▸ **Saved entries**
PR #5009, opened 2026-05-25
Update dqn example + FIX Dispatch's from_inner

Charles23R:
### Checklist

### Changes

- Fixed a bug in `Dispatch`'s `from_inner` where the checkpointing strategy was set to `None`, which is not possible for autodiff tensors.
- Updated the `dqn-agent` example to reflect recent changes in burn.
- Utilize the dispatch device changes to enable training/inference on two different devices for RL. For example, you can now train on a GPU while doing rollout collection and validation on the CPU. The `inference_device` can be set using the `RLTraining` paradigm.

### Testing

Test the `dqn-agent` example with tch, wgpu, flex, cuda.


crates/burn-dispatch/src/backend.rs
```diff
@@ -549,6 +463,12 @@ impl AutodiffBackend for Dispatch {
                 panic!("Autodiff should not wrap an autodiff tensor.")
             }
         };
+
+        let checkpointing = if let Some(strategy) = checkpointing {
+            Some(strategy)
+        } else {
+            Some(crate::CheckpointingStrategy::None)
+        };
```
laggui, line 557: Ahhhh I see the issue, the checkpointing was likely `None` because the tensor originated entirely from the inner backend.

Technically we'd have to make sure the checkpointing matches the autodiff device on downstream ops but I already see an issue in the existing code. No need to address in this PR, this patch is sufficient.

examples/dqn-agent/cubecl.toml
laggui, line 1: Now that we have introduced the `burn.toml` config we should prefer using this in the examples. You can check the `text-classification` example for reference, but essentially it just requires the sections to be prefixed with `[cubecl.*]`.

laggui (approved):

PR #5012, opened 2026-05-27
Refactor: Transform all Progress items into a global progress struct

Zatiji:
### Checklist

### Related Issues/PRs

No related issues

### Changes

**Refactors progress tracking across the training pipeline to use a unified OverallProgress type.**

Previously, the renderer interface exposed TrainingProgress, EvaluationProgress, and ProgressType as separate ad-hoc structs, each carrying slightly different representations of the same underlying data. This made it hard to pass consistent progress information across supervised and RL training, and forced renderers to implement render_train/render_valid/render_test methods on top of the existing TrainingProgressLogger/EvaluationProgressLogger traits.

**Changes made:**

- Added unit: String to `Progress` (burn-core) to describe what is being measured (e.g. "items", "epochs").
- Introduced `OverallProgress` in `burn-train/logger/progress.rs`, bundling a `global_progress` (full training run) and a `split_progress` (current phase within a run).
- Replaced `update_split(items_processed: usize)` with `update_split(progress: &OverallProgress)` in TrainingProgressLogger, giving loggers access to both progress levels.
- Added `log_event_training(event: String)` to TrainingProgressLogger for custom counter events (e.g. RL envStep count).
- Removed `TrainingProgress`, `EvaluationProgress`, `ProgressType` and the` render_train`/`render_valid`/`render_test` renderer methods. MetricsRenderer now directly requires `TrainingProgressLogger` + `EvaluationProgressLogger`, eliminating the redundancy.
- Updated the TUI renderer, CLI renderer, and RL processor to use the new types.

### Testing

Tested by running the MNIST example with a custom `FileProgressLogger` that writes progress events to disk and confirmed that both training and validation splits report correct `split_progress` and `global_progress` values across epochs.


crates/burn-core/src/data/dataloader/base.rs
```diff
@@ -12,6 +12,9 @@ pub struct Progress {
 
     /// The total number of items that need to be processed.
     pub items_total: usize,
+
+    /// The unit of measurement for the progress (e.g., "items", "batches").
+    pub unit: String,
```
Charles23R: As it was not required before, this could be an `Option`

crates/burn-train/src/logger/progress.rs
```diff
@@ -33,13 +35,16 @@ pub trait TrainingProgressLogger: Send {
...
-    fn update_split(&mut self, items_processed: usize);
+    fn update_split(&mut self, progress: &OverallProgress);
 
     /// Called at the end of a training split.
     fn end_split(&mut self);
 
     /// Called at the end of training, whether it completed successfully or was interrupted.
     fn end(&mut self);
+
+    /// Log a custom counter event, such as the number of iterations accomplished (or more).
```
Charles23R: I don't think the doc is up to date with what the function does

crates/burn-train/src/logger/progress.rs
```diff
@@ -49,29 +54,54 @@ pub trait TrainingProgressLogger: Send {
...
+    fn update_test_progress(&mut self, progress: &OverallProgress);
 
     /// Called at the end of a test split.
     fn end_test(&mut self);
 
     /// Called at the end of evaluation.
-    fn end(&mut self);
+    fn end_global_progress(&mut self);
+
+    /// Log a custom counter event, such as the number of iterations accomplished (or more).
```
Charles23R: See other comment

crates/burn-train/src/logger/progress.rs
```diff
@@ -33,13 +35,16 @@ pub trait TrainingProgressLogger: Send {
     fn start_split(&mut self, split: &str, total_items: usize);
 
     /// Log the progress of the current training step.
-    fn update_split(&mut self, items_processed: usize);
+    fn update_split(&mut self, progress: &OverallProgress);
```
Charles23R: We talked about this offline, but we should go back to items_processed

crates/burn-train/src/metric/processor/metrics.rs
```diff
@@ -225,40 +224,11 @@ impl<T: ItemLazy, V: ItemLazy> MetricsTraining<T, V> {
...
-        }
-    }
-}
-
 impl<T> From<&TrainingItem<T>> for MetricMetadata {
     fn from(item: &TrainingItem<T>) -> Self {
         Self {
             progress: item.progress.clone(),
-            global_progress: item.global_progress.clone(),
+            global_progress: item.progress.clone(),
```
Charles23R: We can remove `global_progress` from `MetricMetadata` altogether

crates/burn-train/src/renderer/tui/status.rs
```diff
@@ -23,78 +26,126 @@ enum Mode {
...
     }
+    /// Update counters from a progress event.
+    pub(crate) fn update_counter(&mut self, event: String) {
+        *self.event_counters.entry(event).or_insert(0) += 1;
+    }
+
+    /// Reset per-split counters at the end of a split.
+    pub(crate) fn reset_counters(&mut self) {
+        for (key, val) in self.event_counters.iter_mut() {
+            if key != "TrainStep" && key != "EnvStep" {
```
Charles23R: Better not have domain rules in the tui, let's just remove that if condition and just reset to 0.

crates/burn-train/src/renderer/tui/status.rs
```diff
@@ -23,78 +26,126 @@ enum Mode {
...
+}
+
 impl StatusView {
-    fn new(progress_indicators: &[ProgressType], mode: &Mode) -> Self {
+    fn new(
+        progress: Option<&OverallProgress>,
+        mode: &Mode,
+        event_counters: &BTreeMap<String, usize>,
+    ) -> Self {
+        let is_rl =
```
Charles23R: Once again, no domain rules in the renderer. Let's just remove `is_rl` and let it have the default behaviour for now. Same with the "Episode/EpisodeEnd" stuff.

crates/burn/Cargo.toml
```diff
@@ -23,6 +23,7 @@ workspace = true
 
 [features]
 default = [
+    # "rl",
```
Charles23R: testing artifact

Cargo.toml
```diff
@@ -15,7 +15,7 @@ members = [
 exclude = [
     "examples/notebook",
     "examples/raspberry-pi-pico",
-    "examples/dqn-agent",         # gym-rs
+    # "examples/dqn-agent",         # gym-rs
```
Charles23R: testing artifact

crates/burn-train/src/metric/processor/full.rs
```diff
@@ -15,6 +15,8 @@ pub struct FullEventProcessorTraining<T: ItemLazy, V: ItemLazy> {
     renderer: Box<dyn MetricsRenderer>,
     store: Arc<EventStoreClient>,
     progress_logger: Option<Box<dyn TrainingProgressLogger>>,
+    current_epoch: usize,
+    total_epochs: usize,
```
Charles23R, line 18: I think these aren't used anymore

Charles23R: ah, nevermind i didn't see

Charles23R (approved):
LGTM! Just want to add, this lays the ground for even more simplifications that will offload a lot of processing from the training loop. It will be even simpler for users to create their own custom training loops.

crates/burn-core/src/data/dataloader/base.rs
Zatiji: Should I do a constructor that only takes two parameters (to not break the contract for components that use the Progress object outside of Burn)? Or is only putting the unit attribute optional enough?

crates/burn-train/src/logger/progress.rs
```diff
@@ -49,29 +57,57 @@ pub trait TrainingProgressLogger: Send {
...
+///
+/// `global_progress` spans the full training run (e.g., epochs completed out of total),
+/// while `split_progress` tracks the current phase (e.g., batches within the current epoch).
+#[derive(Debug, Clone)]
+pub struct OverallProgress {
+    /// Progress across the entire training run.
+    pub global_progress: Progress,
+    /// Progress within the current phase (epoch or evaluation split).
+    pub split_progress: Progress,
+}
```
laggui, line 103: Just a small suggestion. I think your doc points to a better name for this new struct: `ProgressSnapshot`.

We could probably drop the `_progress` suffix from both fields

```rust
#[derive(Debug, Clone)]
pub struct ProgressSnapshot {
    /// Progress across the entire training run.
    pub global: Progress,
    /// Progress within the current phase (epoch or evaluation split).
    pub split: Progress, 
}
```

crates/burn-core/src/data/dataloader/base.rs
Charles23R: Let's just put it optional. I'm thinking most use cases will still have a unit anyway.

PR #5019, opened 2026-05-28
perf(flex): bulk-copy inner-contiguous run in to_contiguous

jkaczman:
### Checklist

### Related Issues/PRs

Not applicable.

### Changes

I use a ShuffleNetV2 model with burn-flex, and noticed that the reshape operation was taking an unusually long time compared to ONNX Runtime. After inspecting and adding performance tests, I noticed that it fell into the fallback un-optimized path for contiguous copy. The reason it needs a contiguous copy is because shuffle channels do reshape -> permute -> reshape, and as such, requires a contiguous copy on that second reshape. 

When inspecting the strides that it checks against, I noticed that the last (innermost) stride was 1. That means the innermost dim is laid out contiguously in the source memory. When an innermost dim is contiguous like this, that means we can bulk-copy / vectorize that copy instead of walking the entire tensor element-by-element (like the fallback does).

Thus, I added a branch in the if-else that checks this in contiguous_copy, that if the last stride is 1 and all strides are positive (and if dimensions are greater than 2 due to the earlier branches), that it will use a bulk-copy instead of the slow fallback path. 

On the fallback path, it was running before at around **16 GB/s**. The new one hits **150 GB/s** in this case against a **170 GB/s** memcpy ceiling on my machine. On a Raspberry Pi Zero 2W running with my model, the speed increases for inference on a 416x416 image from ~2000ms to ~1500ms per run (25% faster). It is now within 12% of optimized ORT (and I will follow up with another PR soon that should fully close that gap after I'm finished investigating).

I did not touch any of the existing 1D/2D paths. This only affects 3+ dimensions in scope that would've normally fallen into that fallback case.

### Testing

Added a test "test_to_contiguous_3d_inner_stride1_matches_naive", which checks to see that the sped-up version that now runs within this inner-contiguous case is semantically correct and matches the naive solution. This was derived based on my original case of noticing burn-flex not being performant based on falling into the fallback path (the ShuffleNet channel shuffle). All tests in burn-flex (including the new one) pass.

### DIFF
--- a/crates/burn-flex/src/tensor.rs
+++ b/crates/burn-flex/src/tensor.rs
@@ -377,6 +377,11 @@ impl FlexTensor {
             copy_2d_tiled(
                 &mut dst, src, offset, shape[0], shape[1], strides[0], strides[1],
             );
+        } else if all_positive && strides.last().copied() == Some(1) {
+            // Since the inner stride is 1, we can bulk-copy
+            // the contiguous inner run for each outer index.
+            unsafe { dst.set_len(n) };
+            copy_inner_contiguous_run(&mut dst, src, offset, shape, strides);
         } else {
             // General fallback: covers negative strides (flipped
             // tensors) and ND layouts that can't collapse to ≤2D.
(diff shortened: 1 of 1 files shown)


laggui (approved):
LGTM! Thanks for adding an isolated test case as well

PR #5020, opened 2026-05-28
Fallback implementation for quantized ops (no native kernel)

### LINKED ISSUE #5005: burn-cubecl: q_slice, q_gather, q_select, q_expand are unimplemented!() on CUDA — supports_dtype(QFloat) advertises false support
**Describe the bug**

`burn-cubecl 0.21` panics at `crates/burn-cubecl/src/ops/qtensor.rs:274` (`q_slice`) on the CUDA backend, with `not implemented`. The same file leaves `q_gather`, `q_select`, and `q_expand` as `unimplemented!()` too. `q_matmul` *is* wired through to native PTX kernels via cubecl, so isolated quantized matmul works — but any model that does anything else with QFloat tensors (slicing for KV cache, gather/select for tokenization paths, expand for broadcasts) crashes mid-forward.

**To Reproduce**
Hit while running a Whisper-tiny INT8 model on CUDA via WhisperForge:

```
wforge transcribe -a audio.wav -m tiny_en_int8 --device cuda
```

Stack:
```
thread 'DSU-0-0' panicked at .../burn-cubecl-0.21.0/src/ops/qtensor.rs:274:9:
not implemented
```

Full context and trace: https://github.com/bevsxyz/WhisperForge/issues/1

## Impact

`burn_cuda::Cuda::supports_dtype(device, DType::QFloat(<default_scheme>))` returns `true`, so downstream crates reasonably assume the backend can run quantized inference end-to-end. With the surrounding tensor-manipulation ops as stubs, any real model (anything past pure-matmul microbenchmarks) crashes. This makes `supports_dtype(QFloat)` an unreliable signal for "can run quantized inference on this backend" — it answers tensor placement, not op coverage.

In WhisperForge we fell into this trap: gated the FP32 dequant fallback on `supports_dtype(QFloat)`, tested on real CUDA hardware, panic on first slice. Reverted; INT8 stays a 4× on-disk saving with FP32 inference everywhere.

## Suggested resolution

Mirror #4847's framing: either implement the missing q-ops, or have `supports_dtype` return `false` for `QFloat` on backends where the op set is incomplete so downstream crates can make the right routing decision. A reasonable default impl (`dequantize → run the float op → requantize`) would unblock `q_slice`/`q_gather`/`q_select`/`q_expand` without native kernels.

## Related

- #4847 — `tch: quantization ops not implemented` (same shape, different backend)
- #464 — 4/8-bit inference umbrella enhancement
- #4659 — `q_reshape` data loss on WGPU (adjacent: incomplete QFloat op coverage)

Andy2887:
This is a draft PR and the changes are still in progress.

### Checklist

### Related Issues/PRs
Fix #5005

### Changes
Implements a fallback mechanism for `q_slice`, `q_gather`, `q_select`, and `q_expand` to prevent runtime panics when executing quantized inference. 

Since a native quantized slice kernel is not yet available, this PR introduces a robust fallback pattern:
1. **Dequantize**
2. Execute the native **`float_slice`** operation.
3. **Requantize**

### Testing
`crates/burn-backend-tests/tests/cubecl/quantization/slice.rs`: validates the correctness of `q_slice`.

### DIFF
--- a/crates/burn-autodiff/src/ops/qtensor.rs
+++ b/crates/burn-autodiff/src/ops/qtensor.rs
@@ -67,38 +67,11 @@ impl<B: Backend, C: CheckpointStrategy> QTensorOps<Self> for Autodiff<B, C> {
         unimplemented!()
     }
 
-    fn q_gather(
-        _dim: usize,
-        _tensor: QuantizedTensor<Self>,
-        _indices: IntTensor<Self>,
-    ) -> QuantizedTensor<Self> {
-        unimplemented!()
-    }
-
-    fn q_select(
-        _tensor: QuantizedTensor<Self>,
-        _dim: usize,
-        _indices: IntTensor<Self>,
-    ) -> QuantizedTensor<Self> {
-        unimplemented!()
-    }
-
-    fn q_slice(
-        _tensor: QuantizedTensor<Self>,
-        _slices: &[burn_std::Slice],
-    ) -> QuantizedTensor<Self> {
-        unimplemented!()
-    }
-
     fn q_argmax(tensor: QuantizedTensor<Self>, dim: usize, out_dtype: IntDType) -> IntTensor<Self> {
         B::q_argmax(tensor, dim, out_dtype)
     }
 
     fn q_argmin(tensor: QuantizedTensor<Self>, dim: usize, out_dtype: IntDType) -> IntTensor<Self> {
         B::q_argmin(tensor, dim, out_dtype)
-    }
-
-    fn q_expand(_tensor: QuantizedTensor<Self>, _shape: Shape) -> QuantizedTensor<Self> {
-        unimplemented!()
     }
 }
--- a/crates/burn-backend-tests/tests/cubecl/quantization/mod.rs
+++ b/crates/burn-backend-tests/tests/cubecl/quantization/mod.rs
@@ -2,6 +2,7 @@ pub use super::*;
 
 mod quantize_dequantize;
 mod reshape;
+mod slice;
 
 fn supports_native() -> bool {
     let name = format!("{:?}", burn_tensor::Device::default());
--- a/crates/burn-backend-tests/tests/cubecl/quantization/slice.rs
+++ b/crates/burn-backend-tests/tests/cubecl/quantization/slice.rs
@@ -1,0 +1,124 @@
+use super::*;
+use burn_tensor::Tolerance;
+use burn_tensor::{Shape, SliceArg, quantization::QuantScheme, s};
+
+/// Slice a quantized tensor (exercising `q_slice`) and compare against slicing the same
+/// quantized data in full precision (dequantized) - within a permissive tolerance.
+fn should_quantize_slice_dequantize_arange<const D: usize, S>(shape: [usize; D], slices: S)
+where
+    S: SliceArg + Clone,
+{
+    let numel = Shape::from(shape).num_elements() as i64;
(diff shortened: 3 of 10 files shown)


laggui (commented):
You could adopt a pattern similar to what we already have in the default implementations for some `QTensorOps`, so the macro can be reused to implement the different ops:

https://github.com/tracel-ai/burn/blob/1b6dd60361115a0efb5b67c43cb75cd856b30498/crates/burn-backend/src/backend/ops/qtensor.rs#L311-L321

And for the tests, we already have some defined here that need to be enabled:
https://github.com/tracel-ai/burn/blob/1b6dd60361115a0efb5b67c43cb75cd856b30498/crates/burn-backend-tests/tests/tensor/float/quantization/ops/mod.rs#L6-L8

but we might have to change some of the inputs. So it's fine if you define new tests for now.

Andy2887:
> You could adopt a pattern similar to what we already have in the default implementations for some `QTensorOps`, so the macro can be reused to implement the different ops:
> 
> https://github.com/tracel-ai/burn/blob/1b6dd60361115a0efb5b67c43cb75cd856b30498/crates/burn-backend/src/backend/ops/qtensor.rs#L311-L321
> 

Thanks for the pointer — I hadn't noticed dequant_op_flow! / dequant_op_quant! macros and QTensorOps trait already uses them for the default impls of q_add, q_mul, etc. That definitely cleans things up.
                                                                                                                                           
  Before I rewrite this, I wanted to check on where the fallback should live. I see two options:                                           
   
  1. Add the default to QTensorOps in crates/burn-backend/src/backend/ops/qtensor.rs, following the same pattern as q_add / q_gather /  q_repeat_dim, and drop the unimplemented!() stubs in crates/burn-cubecl/src/ops/qtensor.rs. **In this case, we implement a fallback implementation for the quantized tensor ops across all backends.**                                                     
  2. Add the fallback only in crates/burn-cubecl/src/ops/qtensor.rs (like what I'm doing now for q_slice). **In this case, we're only implementing fallback for CubeCL quantized tensor ops.**
                                                                                                                                           
  Do you have a preference? Happy to go either way — just want to make sure I match the project's direction.

@laggui

laggui:
Sorry for the delay!

Might as well implement it in `burn-backend`, so you can reuse the existing macro when applicable.

Andy2887:
So here's a summary of what I did:

### Implemented fallback implementations for q_slice, q_gather, q_select, and q_expand. 

Also deleted the backend specific implementations of these operations if they have "unimplemented!()" so the fallback defined in the trait is used.

Screenshot 2026-06-01 at 8 18 08 PM

### For the tests, I only added "flex". Candle, router, tch, cubecl and autodiff are not included. 

Screenshot 2026-06-01 at 8 16 08 PM

For candle, tch, router and autodiff, this is because other quantized methods are largely unimplemented for those backends. Running the tests, which include tests for every quantized operators, against any of these backends would fail. 

For CubeCL, PackedU32 requires the last dim to be a multiple of the pack factor (4 int8s per u32), which most of these test shapes violate.

### I modified `maxmin` tests to use a slightly looser tolerance.

Screenshot 2026-06-01 at 8 17 01 PM

This is because flex backend targets f16, which has lower precision than f32. When we enable "flex" in step 2, we also bring in f16 to our tests. Previously passing max/min tests failed not because of logic error, but because f16 lost more precision when quantized.

laggui (approved):

PR #311, opened 2026-05-08
fix(bridge): handle token withdrawals without `TransferRouted` event

dewanshparashar:
We use `TransferRouted` event to extract `sender` and `destination` for a withdrawal - but this lengthy workaround was only valid for SCW transactions. For EOA's the `from` and `to` data is already available in the withdrwal-initiated event log. 
So for normal transctions, we use the readily available info, and only when we find missing data, we try extracting it through `TransferRouted` logs.

Test for `0x3844597c2b75E8510d8895173adDC28dd995fA45`

### DIFF
--- a/packages/arb-token-bridge-ui/src/util/withdrawals/helpers.ts
+++ b/packages/arb-token-bridge-ui/src/util/withdrawals/helpers.ts
@@ -199,35 +199,43 @@ export async function mapTokenWithdrawalFromEventLogsToL2ToL1EventResult({
     result.childChainId,
   );
 
-  // We cannot access sender and destination from the withdrawal object.
-  // We have to get them from the receipt logs.
-  //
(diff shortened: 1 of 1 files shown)


packages/arb-token-bridge-ui/src/util/withdrawals/helpers.ts
```diff
@@ -199,35 +199,43 @@ export async function mapTokenWithdrawalFromEventLogsToL2ToL1EventResult({
     result.childChainId,
   );
 
-  // We cannot access sender and destination from the withdrawal object.
```
dewanshparashar, line 202: Just moving this whole block inside `if (!sender || !destinationAddress)` was the core fix.

fionnachan (approved):

PR #318, opened 2026-05-13
refactor(earn): use Zerion for asset prices

dewanshparashar:
Closes FS-1992


packages/app/src/app/api/onchain-actions/v1/earn/lib/zerionService.test.ts
```diff
@@ -0,0 +1,256 @@
...
+
+  afterEach(() => {
+    if (originalApiKey === undefined) {
+      delete process.env.ZERION_API_KEY;
+    } else {
+      process.env.ZERION_API_KEY = originalApiKey;
+    }
+    global.fetch = originalFetch;
+    vi.restoreAllMocks();
+  });
```
chrstph-dvx, line 45: That seems brittle. Can we pass fetch as a dependency maybe to `fetchZerionCurrentPrices`? (and make it optional, by setting the default value to global.fetch)?

packages/app/src/app/api/onchain-actions/v1/earn/lib/zerionService.ts
```diff
@@ -0,0 +1,284 @@
...
+          }
+        }
+      }),
+    );
+  }
+
+  const settled = await Promise.allSettled(requests);
+  for (const outcome of settled) {
+    if (outcome.status === 'rejected') {
+      console.warn('[earn][zerion] batched price fetch failed:', getErrorMessage(outcome.reason));
```
chrstph-dvx, line 167: If it used on the frontend part, we should use the logger instead

dewanshparashar: This is used server-side. Logger is window aware, won't work here.

chrstph-dvx (approved):

PR #322, opened 2026-05-14
fix(bridge): optimize mind network tx history fetch

dewanshparashar:
## Summary

- Add Mind Network (228) to `BATCH_FETCH_BLOCKS` at 10k — Mind's RPC rejects larger `eth_getLogs` windows.
- The 10k batch size meant `fetchWithdrawals` ran ~425× per page load. For addresses with zero nonce on the chain, every batch wastefully fired `eth_getTransactionCount` + `/block-number` + subgraph calls. Added an early-exit in `fetchWithdrawalsInBatches`: when the sender has zero nonce on an Orbit chain and `forceFetchReceived` is false, return `[]` before slicing. `forceFetchReceived` continues to opt out (SCW flows).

▸ **What this task involves**
The answer must be a single number: how many lines above contain the word "Since".

▸ **Solution for this task**
2